Scan the records for the string "first" and state how many lines contain it, using the number alone.

● Supplied material:
※ ※ ※

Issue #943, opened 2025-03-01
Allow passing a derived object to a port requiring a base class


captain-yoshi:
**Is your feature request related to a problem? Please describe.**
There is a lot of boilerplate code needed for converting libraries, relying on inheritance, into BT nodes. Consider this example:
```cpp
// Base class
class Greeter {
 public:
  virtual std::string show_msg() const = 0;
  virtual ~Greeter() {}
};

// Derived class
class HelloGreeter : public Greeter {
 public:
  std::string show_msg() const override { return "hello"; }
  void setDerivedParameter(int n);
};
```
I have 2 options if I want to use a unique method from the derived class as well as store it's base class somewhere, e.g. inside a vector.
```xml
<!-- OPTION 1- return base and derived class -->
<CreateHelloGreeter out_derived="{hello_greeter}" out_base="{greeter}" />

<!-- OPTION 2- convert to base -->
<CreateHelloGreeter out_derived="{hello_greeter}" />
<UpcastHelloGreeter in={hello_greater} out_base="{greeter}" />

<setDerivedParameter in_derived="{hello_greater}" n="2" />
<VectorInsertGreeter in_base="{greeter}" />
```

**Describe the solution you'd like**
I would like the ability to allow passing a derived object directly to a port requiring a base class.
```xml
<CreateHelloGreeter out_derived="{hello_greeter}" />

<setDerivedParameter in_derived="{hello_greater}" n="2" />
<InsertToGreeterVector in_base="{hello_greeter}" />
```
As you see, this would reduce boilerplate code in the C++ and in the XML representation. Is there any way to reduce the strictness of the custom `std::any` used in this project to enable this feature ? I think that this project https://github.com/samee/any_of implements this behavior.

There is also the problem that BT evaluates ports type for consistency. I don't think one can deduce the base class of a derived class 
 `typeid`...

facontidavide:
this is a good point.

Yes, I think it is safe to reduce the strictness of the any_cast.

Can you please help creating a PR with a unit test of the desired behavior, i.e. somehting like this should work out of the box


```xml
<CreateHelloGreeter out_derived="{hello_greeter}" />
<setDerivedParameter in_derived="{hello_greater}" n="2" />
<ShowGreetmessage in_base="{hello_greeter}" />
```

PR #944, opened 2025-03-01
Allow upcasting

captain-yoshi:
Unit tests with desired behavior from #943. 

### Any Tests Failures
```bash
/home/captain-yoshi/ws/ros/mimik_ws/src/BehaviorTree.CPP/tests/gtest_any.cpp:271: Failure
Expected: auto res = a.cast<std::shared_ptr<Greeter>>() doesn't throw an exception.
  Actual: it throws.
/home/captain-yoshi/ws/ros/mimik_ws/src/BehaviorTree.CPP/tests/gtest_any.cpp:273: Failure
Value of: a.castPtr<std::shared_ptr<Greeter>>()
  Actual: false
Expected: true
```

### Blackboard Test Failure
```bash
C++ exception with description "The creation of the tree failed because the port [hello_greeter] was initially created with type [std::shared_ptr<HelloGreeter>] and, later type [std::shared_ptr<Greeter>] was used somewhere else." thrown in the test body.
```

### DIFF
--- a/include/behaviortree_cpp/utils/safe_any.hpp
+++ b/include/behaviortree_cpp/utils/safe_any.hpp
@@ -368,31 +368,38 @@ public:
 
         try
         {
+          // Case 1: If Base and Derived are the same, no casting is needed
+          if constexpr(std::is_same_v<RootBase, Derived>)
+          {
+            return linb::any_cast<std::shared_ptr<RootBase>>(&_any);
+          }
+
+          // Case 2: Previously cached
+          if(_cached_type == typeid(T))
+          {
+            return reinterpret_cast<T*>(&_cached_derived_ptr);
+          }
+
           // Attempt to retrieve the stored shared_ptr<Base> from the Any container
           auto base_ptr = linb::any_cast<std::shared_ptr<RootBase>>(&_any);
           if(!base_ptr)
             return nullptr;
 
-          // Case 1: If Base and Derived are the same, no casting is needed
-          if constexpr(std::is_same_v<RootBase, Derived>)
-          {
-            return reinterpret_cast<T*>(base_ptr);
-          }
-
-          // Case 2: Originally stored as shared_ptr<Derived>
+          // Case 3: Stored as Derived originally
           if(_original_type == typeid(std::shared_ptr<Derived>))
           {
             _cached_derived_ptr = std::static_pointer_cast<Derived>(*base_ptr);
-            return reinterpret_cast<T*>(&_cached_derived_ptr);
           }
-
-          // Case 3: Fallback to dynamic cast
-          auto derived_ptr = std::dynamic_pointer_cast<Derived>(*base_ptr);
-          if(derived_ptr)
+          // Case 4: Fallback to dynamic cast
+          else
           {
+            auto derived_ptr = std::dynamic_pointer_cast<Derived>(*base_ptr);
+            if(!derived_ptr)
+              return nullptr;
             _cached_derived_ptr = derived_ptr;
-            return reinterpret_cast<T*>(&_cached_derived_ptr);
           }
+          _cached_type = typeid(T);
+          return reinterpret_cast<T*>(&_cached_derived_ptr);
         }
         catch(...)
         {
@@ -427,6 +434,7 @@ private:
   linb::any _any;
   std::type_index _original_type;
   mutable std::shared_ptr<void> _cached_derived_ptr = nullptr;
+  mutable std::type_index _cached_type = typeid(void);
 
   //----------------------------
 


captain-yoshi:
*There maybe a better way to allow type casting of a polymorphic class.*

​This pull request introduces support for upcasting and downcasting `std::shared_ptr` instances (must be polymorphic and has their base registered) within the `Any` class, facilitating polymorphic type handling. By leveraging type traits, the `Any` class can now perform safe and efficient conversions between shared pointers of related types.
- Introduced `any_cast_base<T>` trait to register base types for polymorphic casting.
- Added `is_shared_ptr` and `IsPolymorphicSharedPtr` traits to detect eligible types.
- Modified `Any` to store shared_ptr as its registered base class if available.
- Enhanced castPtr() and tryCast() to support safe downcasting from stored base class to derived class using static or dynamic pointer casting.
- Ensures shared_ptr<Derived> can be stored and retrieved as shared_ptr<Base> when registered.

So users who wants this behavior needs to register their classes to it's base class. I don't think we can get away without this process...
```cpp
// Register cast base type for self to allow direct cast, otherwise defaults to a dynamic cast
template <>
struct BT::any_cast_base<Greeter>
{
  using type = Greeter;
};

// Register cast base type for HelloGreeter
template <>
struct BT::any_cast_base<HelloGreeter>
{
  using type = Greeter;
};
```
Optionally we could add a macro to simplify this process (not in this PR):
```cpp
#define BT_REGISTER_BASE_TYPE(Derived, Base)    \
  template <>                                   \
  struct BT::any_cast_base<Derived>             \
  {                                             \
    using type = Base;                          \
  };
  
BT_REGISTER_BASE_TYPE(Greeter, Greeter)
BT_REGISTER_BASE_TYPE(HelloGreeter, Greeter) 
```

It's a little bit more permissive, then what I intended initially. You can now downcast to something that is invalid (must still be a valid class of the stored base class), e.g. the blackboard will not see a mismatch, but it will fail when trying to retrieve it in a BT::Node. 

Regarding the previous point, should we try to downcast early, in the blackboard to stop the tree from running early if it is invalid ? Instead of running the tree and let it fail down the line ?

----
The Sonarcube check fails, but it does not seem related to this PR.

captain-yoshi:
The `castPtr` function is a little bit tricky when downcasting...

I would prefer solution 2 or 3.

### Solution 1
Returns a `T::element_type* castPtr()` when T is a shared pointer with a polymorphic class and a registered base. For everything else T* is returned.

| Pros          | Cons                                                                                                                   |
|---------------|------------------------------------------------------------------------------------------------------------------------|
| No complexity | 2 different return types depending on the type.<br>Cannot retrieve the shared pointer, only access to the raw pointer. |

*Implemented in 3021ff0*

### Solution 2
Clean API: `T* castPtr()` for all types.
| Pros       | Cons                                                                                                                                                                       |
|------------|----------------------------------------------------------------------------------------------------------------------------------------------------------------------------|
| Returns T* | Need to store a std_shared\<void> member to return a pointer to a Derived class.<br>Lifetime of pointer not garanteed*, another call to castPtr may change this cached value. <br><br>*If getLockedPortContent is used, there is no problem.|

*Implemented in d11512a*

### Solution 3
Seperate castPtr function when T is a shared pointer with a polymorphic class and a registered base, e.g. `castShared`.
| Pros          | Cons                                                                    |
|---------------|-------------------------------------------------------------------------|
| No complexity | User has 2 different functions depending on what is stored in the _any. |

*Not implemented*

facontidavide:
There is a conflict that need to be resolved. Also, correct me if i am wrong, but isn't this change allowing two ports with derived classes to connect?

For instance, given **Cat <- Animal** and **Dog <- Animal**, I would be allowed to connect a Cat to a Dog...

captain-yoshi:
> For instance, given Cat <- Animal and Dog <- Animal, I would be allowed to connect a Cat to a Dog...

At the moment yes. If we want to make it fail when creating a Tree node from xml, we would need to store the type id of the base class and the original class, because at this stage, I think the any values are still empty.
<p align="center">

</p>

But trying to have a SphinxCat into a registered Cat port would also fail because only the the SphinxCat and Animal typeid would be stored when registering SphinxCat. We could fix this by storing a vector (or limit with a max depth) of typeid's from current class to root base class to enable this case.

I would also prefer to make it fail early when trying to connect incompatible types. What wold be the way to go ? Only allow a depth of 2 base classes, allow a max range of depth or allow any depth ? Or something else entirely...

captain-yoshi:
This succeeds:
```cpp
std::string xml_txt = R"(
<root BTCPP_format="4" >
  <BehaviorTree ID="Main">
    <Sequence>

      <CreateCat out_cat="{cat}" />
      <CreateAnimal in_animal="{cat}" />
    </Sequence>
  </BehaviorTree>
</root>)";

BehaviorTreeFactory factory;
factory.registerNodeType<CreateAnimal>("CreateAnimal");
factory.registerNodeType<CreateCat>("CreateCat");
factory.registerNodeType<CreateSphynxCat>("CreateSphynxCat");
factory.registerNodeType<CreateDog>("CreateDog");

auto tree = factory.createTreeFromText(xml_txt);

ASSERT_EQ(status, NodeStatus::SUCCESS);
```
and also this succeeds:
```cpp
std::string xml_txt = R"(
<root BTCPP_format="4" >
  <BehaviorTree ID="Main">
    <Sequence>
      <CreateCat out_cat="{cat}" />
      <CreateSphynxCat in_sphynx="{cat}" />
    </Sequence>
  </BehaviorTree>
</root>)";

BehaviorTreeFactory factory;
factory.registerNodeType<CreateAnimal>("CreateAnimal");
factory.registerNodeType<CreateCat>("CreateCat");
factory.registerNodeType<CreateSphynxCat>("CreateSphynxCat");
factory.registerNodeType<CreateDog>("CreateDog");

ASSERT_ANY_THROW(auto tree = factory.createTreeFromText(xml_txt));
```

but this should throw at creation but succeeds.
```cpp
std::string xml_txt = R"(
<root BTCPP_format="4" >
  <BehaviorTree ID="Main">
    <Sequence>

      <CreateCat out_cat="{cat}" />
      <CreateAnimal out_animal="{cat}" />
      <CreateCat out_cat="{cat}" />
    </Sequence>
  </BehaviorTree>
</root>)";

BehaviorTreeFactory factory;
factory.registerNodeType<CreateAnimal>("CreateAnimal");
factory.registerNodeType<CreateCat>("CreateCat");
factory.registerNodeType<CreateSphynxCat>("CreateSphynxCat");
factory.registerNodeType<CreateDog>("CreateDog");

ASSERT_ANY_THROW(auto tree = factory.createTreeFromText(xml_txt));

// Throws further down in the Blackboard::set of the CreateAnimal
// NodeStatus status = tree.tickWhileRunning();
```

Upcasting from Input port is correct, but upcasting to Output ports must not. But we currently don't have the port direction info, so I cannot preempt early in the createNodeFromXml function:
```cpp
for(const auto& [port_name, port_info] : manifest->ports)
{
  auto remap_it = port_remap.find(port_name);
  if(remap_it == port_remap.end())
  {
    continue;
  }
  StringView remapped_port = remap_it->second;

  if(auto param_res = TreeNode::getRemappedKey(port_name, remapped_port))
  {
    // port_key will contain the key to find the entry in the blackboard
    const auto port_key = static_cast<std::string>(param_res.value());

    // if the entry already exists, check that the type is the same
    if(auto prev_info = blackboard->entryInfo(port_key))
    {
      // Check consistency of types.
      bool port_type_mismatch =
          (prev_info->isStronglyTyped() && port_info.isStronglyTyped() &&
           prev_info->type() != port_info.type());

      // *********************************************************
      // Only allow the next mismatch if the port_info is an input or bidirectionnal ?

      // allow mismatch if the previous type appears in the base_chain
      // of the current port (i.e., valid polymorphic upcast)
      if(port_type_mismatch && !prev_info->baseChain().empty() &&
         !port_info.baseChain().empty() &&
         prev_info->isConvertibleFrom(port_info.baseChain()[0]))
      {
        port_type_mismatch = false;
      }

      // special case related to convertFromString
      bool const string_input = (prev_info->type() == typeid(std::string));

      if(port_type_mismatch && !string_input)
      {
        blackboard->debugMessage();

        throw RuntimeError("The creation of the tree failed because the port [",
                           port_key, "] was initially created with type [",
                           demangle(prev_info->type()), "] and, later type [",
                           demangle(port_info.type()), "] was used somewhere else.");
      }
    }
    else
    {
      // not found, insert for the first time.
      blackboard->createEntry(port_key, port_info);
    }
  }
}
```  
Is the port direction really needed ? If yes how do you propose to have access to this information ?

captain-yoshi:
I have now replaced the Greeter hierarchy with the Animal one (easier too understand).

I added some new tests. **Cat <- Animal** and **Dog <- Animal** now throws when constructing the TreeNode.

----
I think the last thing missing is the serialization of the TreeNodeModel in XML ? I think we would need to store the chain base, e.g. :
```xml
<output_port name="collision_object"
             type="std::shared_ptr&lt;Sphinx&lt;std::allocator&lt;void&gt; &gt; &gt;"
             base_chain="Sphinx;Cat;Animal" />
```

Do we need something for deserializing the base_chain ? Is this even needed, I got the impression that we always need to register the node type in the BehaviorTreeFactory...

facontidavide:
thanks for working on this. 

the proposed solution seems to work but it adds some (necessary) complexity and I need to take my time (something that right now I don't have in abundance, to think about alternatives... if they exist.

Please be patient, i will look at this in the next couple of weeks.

※ ※ ※

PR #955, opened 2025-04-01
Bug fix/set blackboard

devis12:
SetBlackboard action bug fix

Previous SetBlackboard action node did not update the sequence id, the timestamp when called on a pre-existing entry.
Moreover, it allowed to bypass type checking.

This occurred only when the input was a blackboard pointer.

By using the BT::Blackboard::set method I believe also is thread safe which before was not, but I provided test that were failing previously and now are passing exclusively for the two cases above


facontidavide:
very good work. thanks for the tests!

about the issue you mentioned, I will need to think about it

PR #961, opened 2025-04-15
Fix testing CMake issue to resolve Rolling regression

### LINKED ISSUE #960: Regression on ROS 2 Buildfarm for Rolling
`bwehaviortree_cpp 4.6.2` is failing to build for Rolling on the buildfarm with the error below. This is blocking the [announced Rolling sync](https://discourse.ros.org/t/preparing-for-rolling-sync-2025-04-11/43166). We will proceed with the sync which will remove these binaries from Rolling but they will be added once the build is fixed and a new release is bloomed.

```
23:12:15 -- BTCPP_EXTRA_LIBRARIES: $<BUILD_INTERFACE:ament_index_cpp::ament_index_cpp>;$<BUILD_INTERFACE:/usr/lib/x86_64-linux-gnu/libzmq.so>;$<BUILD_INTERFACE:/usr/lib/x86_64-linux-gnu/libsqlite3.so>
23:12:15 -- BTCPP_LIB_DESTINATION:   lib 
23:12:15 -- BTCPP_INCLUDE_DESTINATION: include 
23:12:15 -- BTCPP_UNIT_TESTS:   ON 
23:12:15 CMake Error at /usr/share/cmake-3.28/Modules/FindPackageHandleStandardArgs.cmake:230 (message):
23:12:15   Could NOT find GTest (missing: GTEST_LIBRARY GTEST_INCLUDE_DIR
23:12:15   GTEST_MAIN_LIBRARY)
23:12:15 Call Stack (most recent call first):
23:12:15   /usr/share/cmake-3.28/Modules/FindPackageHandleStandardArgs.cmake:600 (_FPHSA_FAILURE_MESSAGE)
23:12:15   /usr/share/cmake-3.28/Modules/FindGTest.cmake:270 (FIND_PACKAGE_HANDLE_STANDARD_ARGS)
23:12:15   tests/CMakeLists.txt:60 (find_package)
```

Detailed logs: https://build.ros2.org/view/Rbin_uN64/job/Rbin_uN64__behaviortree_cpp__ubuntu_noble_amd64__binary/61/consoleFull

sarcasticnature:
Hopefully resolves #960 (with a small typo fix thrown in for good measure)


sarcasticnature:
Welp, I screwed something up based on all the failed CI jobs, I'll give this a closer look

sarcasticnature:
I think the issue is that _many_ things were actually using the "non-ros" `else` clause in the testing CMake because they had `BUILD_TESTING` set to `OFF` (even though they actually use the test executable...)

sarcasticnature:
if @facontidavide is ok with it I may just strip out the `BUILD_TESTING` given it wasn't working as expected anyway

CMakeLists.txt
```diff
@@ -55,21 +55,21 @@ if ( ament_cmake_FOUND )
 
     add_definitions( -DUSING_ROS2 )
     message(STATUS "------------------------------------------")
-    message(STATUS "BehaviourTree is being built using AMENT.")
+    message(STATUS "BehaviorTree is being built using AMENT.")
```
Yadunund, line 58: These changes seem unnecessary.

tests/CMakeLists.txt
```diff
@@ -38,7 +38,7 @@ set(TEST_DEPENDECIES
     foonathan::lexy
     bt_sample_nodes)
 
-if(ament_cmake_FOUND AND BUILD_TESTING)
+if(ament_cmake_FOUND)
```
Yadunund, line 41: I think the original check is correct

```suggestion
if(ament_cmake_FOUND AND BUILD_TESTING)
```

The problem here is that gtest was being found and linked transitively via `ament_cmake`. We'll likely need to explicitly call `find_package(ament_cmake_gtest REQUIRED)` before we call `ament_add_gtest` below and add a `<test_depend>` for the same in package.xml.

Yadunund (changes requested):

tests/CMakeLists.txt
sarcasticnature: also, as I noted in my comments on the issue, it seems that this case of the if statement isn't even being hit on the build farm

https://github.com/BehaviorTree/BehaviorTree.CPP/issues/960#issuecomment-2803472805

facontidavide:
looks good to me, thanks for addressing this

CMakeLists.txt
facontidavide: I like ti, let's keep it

※ ※ ※

● Finished task: 2